Depending on whose numbers one wants to latch on to, the projected 2013 deficit in Massillon ranges somewhere in the mid-$2.5 million scale of things.

The real argument between Mayor Kathy-Catazaro-Perry and what seems to be a growing viewpoint on the part of various members of Massillon City Council seems to be whether or not the people of Massillon are going to be given the opportunity to decide the question of how the city increases its revenue.

Catazaro-Perry wants to put the onus of raising revenues on backs of council.

She is adamantly insisting that council reduce the credit that Massillonians who work outside the city get against their Massillon city taxes for taxes they pay to another village/municipality.  Moreover, she wants council to implement a street lighting assessment on city property owners.

It is hard to believe that councilpersons up for election next year would under any circumstances agree to the adopt the mayor's position.

Perhaps there are a few who are suggesting that their incumbency means nothing to them, but we shall see.

Already candidates are taking out petitions to run.  Republicans astonished everybody in 2011 in taking majority control of council in electing four new members (Halter, Lewis, Chovan and Cunningham-Hedderly).  They joined Donnie Peters (Ward 5) to form the new majority.

And, if the petitions get filed, it appears that at least three (Chovan, Lewis and Halter) of the Republicans caucus will have competition from the Democrats in order to retain their seats.

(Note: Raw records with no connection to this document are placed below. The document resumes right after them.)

PR #694, opened 2024-11-10
Migrate getInstantMixItems to jellyfin-sdk-typescript

3flex:


src/helpers.ts
```diff
@@ -508,38 +518,37 @@ export async function getInstantMixItems(
...
-        UserId: userId
+    if (item.Id === undefined) {
+        throw new Error('Item ID not provided');
+    }
+
+    const query: InstantMixApiRequest = {
+        fields: ['MediaSources', 'Chapters'],
+        itemId: item.Id,
+        limit: 50,
+        userId
```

A majority council viewpoint may be forming to push back on the mayor in which Massillon voters decide whether not Massillon is to get a revenue boost in next May's primary election cycle.  The thinking appears to be to place before the voters a decision of whether to raise the city income tax from it's current 1.8% to 2.1% and to cap the credit paid by Massillonians to other taxing jurisdictions at the 1.8%.

To the SCPR, this is a very politically wise position for any incumbent councilperson to support; Republican or Democrat.

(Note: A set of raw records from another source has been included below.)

PR #526, opened 2017-07-07
Use clone uris and commit hash that the CI specifies

pranavkm:


build/repo.targets
```diff
@@ -196,27 +196,45 @@
       XmlInputPath="$(RepositoryFileWithCommit)"
       Query="//Repository[@Include='%(Repository.Identity)']/@Commit"
       Value="%(Repository.Commit)" />
+
+    <XmlPoke
```
natemcmaster: Starting to think xmlpoke isn't the right solution. This is fine for now, but maybe a RepoTasks project would simplify this.

PR #527, opened 2017-07-10
Make the calculation of the build graph a task so we can pass metadata around

pranavkm:


pranavkm:
@Eilon - we might need this for the 2.0.0 release if we want the repository sources to be determined by the CI.

build/tasks/RepoTasks.csproj
```diff
@@ -0,0 +1,15 @@
+<Project Sdk="Microsoft.NET.Sdk">
+
+  <PropertyGroup>
```
natemcmaster: This is how other RepoTasks.csproj are setup. Helps us keep task dependencies consistent with what ships in KoreBuild.

```xml
<Project Sdk="Microsoft.NET.Sdk">
   <Import Project="$(RepoTasksSdkPath)\Sdk.props" Condition="'$(RepoTasksSdkPath)' != '' "/>

   <PropertyGroup>
       <!-- still required to keep VS happy -->
   </PropertyGroup>

  <Import Project="$(RepoTasksSdkPath)\Sdk.targets" Condition="'$(RepoTasksSdkPath)' != '' "/>
</Project>
```

build/tasks/BuildGraph/Repository.cs
```diff
@@ -26,26 +26,20 @@ public Repository(string name)
...
-
-                var repository = Read(provider, directoryInfo.Name, directoryInfo.FullName);
+                var repositoryPath = repositoryPaths[i];
+                var repositoryName = Path.GetFileName(repositoryPath);
+                var repository = Read(provider, repositoryName, repositoryPath);
                 repositories[i] = repository;
-
-                Console.WriteLine($"Done gathering dependency information from {directoryInfo.Name}.");
             });
             sw.Stop();
```
natemcmaster: Is the stopwatch used anymore?

build/tasks/BuildGraph/CalculateBuildGraph.cs
```diff
@@ -0,0 +1,71 @@
...
+
+            RepositoriesToBuildInOrder = repositoriesWithOrder
+                .OrderBy(r => r.order)
+                .Select(r => r.repository)
+                .ToArray();
+
+            return true;
+        }
+    }
+}
```
natemcmaster: Nit: add trailing new lines

build/repo.targets
```diff
@@ -107,69 +111,33 @@
...
 
+      <RestoreGraphOutputs Include="$(_RestoreGraphSpecsDirectory)%(Solution.Repository)\%(Solution.FileName)%(Solution.Extension).json" />
+
       <Solution>
         <AdditionalProperties>RestoreGraphOutputPath=$(_RestoreGraphSpecsDirectory)%(Solution.Repository)\%(Solution.FileName)%(Solution.Extension).json</AdditionalProperties>
       </Solution>
     </ItemGroup>
+  </Target>
 
+  <Target Name="_GenerateRestoreGraphSpecs" DependsOnTargets="_PrepareRestoreGraphSpecs" Inputs="@(Solution)" Outputs="@(RestoreGraphOutputs)">
```
natemcmaster: This looks buggy. Solution files can stay the same even when the repository dependency graph changes.

build/repo.targets
```diff
@@ -154,22 +122,26 @@
       <Solution>
         <AdditionalProperties>RestoreGraphOutputPath=$(_RestoreGraphSpecsDirectory)%(Solution.Repository)\%(Solution.FileName)%(Solution.Extension).json</AdditionalProperties>
       </Solution>
+
+      <GraphSpecInputs Include="
```
pranavkm: Not super accurate since we could emit files as part of generating the spec file, but it's better than re-running it every time now.

pranavkm:
🆙 📅

build/repo.targets
natemcmaster: Seems okay enough for now as long as these cached files wouldn't cause a build to pass that shouldn't. If there are any changes in the repo-to-repo graph, a bad cache will fail to build, right?

pranavkm: > If there are any changes in the repo-to-repo graph, a bad cache will fail to build, right?

Unfortunately not. You would get an incorrect build if we have a cache that's gotten in a state where it no longer reflects the current build order. But the issue I pointed out was with us over-doing the task. Plus we could fine tune this if we see local incremental builds (which is the only thing that should be affected by this) get in a bad state.

natemcmaster: Well, as long as we always force clean on CI we're okay. Still a little concerned as this will be hard to debug...but let's give it a try.

PR #530, opened 2017-07-13
Pin CLI tool references for all projects in a solution

pranavkm:


tools/PinVersions/PinVersionUtility.cs
```diff
@@ -188,20 +198,32 @@ private NuGetVersion GetExactVersion(string name, VersionRange range)
...
+                IDictionary<string, ProjectPinVersionMetadata> pinVersionLookup,
+                List<(LibraryRange, NuGetVersion)> cliToolReferences)
+            {
+                PinVersionLookup = pinVersionLookup;
+                CLIToolReferences = cliToolReferences;
+            }
+
+            public IDictionary<string, ProjectPinVersionMetadata> PinVersionLookup { get; }
+
+            public List<(LibraryRange, NuGetVersion)> CLIToolReferences { get; }
```
pranavkm: They changed the structure to list one CLI tool reference per restore spec file. We'll eagerly generate update nodes. This should no-op for projects without the reference and fix the issue for projects with.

If the voters say yes, revenue problem more or less solved.

More or less?

Yes.  The most optimistic guesstimate of how much such an increase might raise is in the neighborhood of $1.5 million.

With the mayor projecting a deficit to be ranging from $2.1 million to $2.6 million, there would be a half a million to a million to cover.

But how?

Apparently, with cuts.  There are councilpersons who presently are insisting that the administration has not come up with enough austerity.

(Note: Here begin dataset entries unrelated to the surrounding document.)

PR #533, opened 2017-08-01
Add ANCM

ryanbrandenburg:
Fixes aspnet/CoreCLR#253. Since we're taking over development on AspNetCoreModule we should build it in Universe instead of in the CoreCLR mirror.

### DIFF
--- a/build/Repositories.props
+++ b/build/Repositories.props
@@ -7,6 +7,7 @@
 
   <ItemGroup>
     <Repository Include="Antiforgery" Commit="" CloneUrl="git@github.com:aspnet/%(Identity)" />
+    <Repository Include="AspNetCoreModule" Commit="" CloneUrl="git@github.com:aspnet/%(Identity)" />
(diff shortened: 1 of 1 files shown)


build/Repositories.props
```diff
@@ -7,6 +7,7 @@
 
   <ItemGroup>
     <Repository Include="Antiforgery" Commit="" CloneUrl="git@github.com:aspnet/%(Identity)" />
+    <Repository Include="AspNetCoreModule" Commit="" CloneUrl="git@github.com:aspnet/%(Identity)" />
```
pranavkm: I don't think we can do this as yet. This requires the C++ sdk which we don't have installed on all our build agents.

Even Catazaro-Perry's plan seems to indicate cuts will be needed even in the face of revenue enhancement.

What if Massillon's voters turn thumbs down on a tax increase proposal?

What then?

Obviously, additional (to those already made) and draconian cuts will be in the offing post May, 2013, pure and simple.

This is where the "fail-safe" factor of the ballot initiative viewpoint kicks in.

The SCPR spoke with Councilman Ed Lewis about the blossoming proposal which he says might pass even in the face of Catazaro-Perry's opposition.

The Report interprets his explanation to be that he and others interested in putting the initiative before the voters are not endorsing the tax but merely providing Massillonians with a "democracy enhancing" opportunity to be heard on the matter of Massillon government getting additional revenues.

Hence, the SCPR's tabbing such a plan as being in the nature of a fail-safe political leadership plan.

What Councilman Peters (Republican - Ward 5) is suggesting with his statement:
I’m not interested in wasting any more of my time unless everyone is on board.  If the administration is not going to back it, there’s no sense putting it on.  (Reference:  On tax hike, council may go it alone, Massillon Independent, Matt Rink, December 10, 2012)
and his Lincoln-esque "... house divided, cannot stand ... " stance that the standoff between Catazaro-Perry and council is an either/or situation.

But is it a question of either/or?

Should it be?

Does the Catazaro-Perry administration want to put the next Massillon election into a framework that you are either for a tax increase or you are not?

Is she looking for political profit or she about seeking consensus on the future financial well being of Massillon?

Has Councilman Lewis come up in his "let the people decide" with "a third way"  that solves everybody's political problem and, perhaps, might end up solving Massillon's looming "fiscal cliff?"